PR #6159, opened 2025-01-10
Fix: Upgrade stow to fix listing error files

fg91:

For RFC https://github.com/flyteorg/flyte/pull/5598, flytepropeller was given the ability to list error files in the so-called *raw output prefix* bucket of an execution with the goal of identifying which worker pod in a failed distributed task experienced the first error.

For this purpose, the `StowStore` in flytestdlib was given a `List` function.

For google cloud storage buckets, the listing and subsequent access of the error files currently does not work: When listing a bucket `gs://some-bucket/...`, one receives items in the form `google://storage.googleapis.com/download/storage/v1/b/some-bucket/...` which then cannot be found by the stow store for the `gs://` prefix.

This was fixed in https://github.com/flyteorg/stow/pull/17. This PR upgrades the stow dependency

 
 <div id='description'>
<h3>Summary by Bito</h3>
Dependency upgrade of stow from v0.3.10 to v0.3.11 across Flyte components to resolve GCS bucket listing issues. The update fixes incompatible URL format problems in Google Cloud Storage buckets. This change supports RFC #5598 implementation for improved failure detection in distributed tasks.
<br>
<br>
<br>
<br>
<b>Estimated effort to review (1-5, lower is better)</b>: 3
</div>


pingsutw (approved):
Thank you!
__________________________________________________
- What the task requires -
Repeat the records above exactly as they appear.

- Output below -
PR #6159, opened 2025-01-10
Fix: Upgrade stow to fix listing error files

fg91:

For RFC https://github.com/flyteorg/flyte/pull/5598, flytepropeller was given the ability to list error files in the so-called *raw output prefix* bucket of an execution with the goal of identifying which worker pod in a failed distributed task experienced the first error.

For this purpose, the `StowStore` in flytestdlib was given a `List` function.

For google cloud storage buckets, the listing and subsequent access of the error files currently does not work: When listing a bucket `gs://some-bucket/...`, one receives items in the form `google://storage.googleapis.com/download/storage/v1/b/some-bucket/...` which then cannot be found by the stow store for the `gs://` prefix.

This was fixed in https://github.com/flyteorg/stow/pull/17. This PR upgrades the stow dependency

 
 <div id='description'>
<h3>Summary by Bito</h3>
Dependency upgrade of stow from v0.3.10 to v0.3.11 across Flyte components to resolve GCS bucket listing issues. The update fixes incompatible URL format problems in Google Cloud Storage buckets. This change supports RFC #5598 implementation for improved failure detection in distributed tasks.
<br>
<br>
<br>
<br>
<b>Estimated effort to review (1-5, lower is better)</b>: 3
</div>


pingsutw (approved):
Thank you!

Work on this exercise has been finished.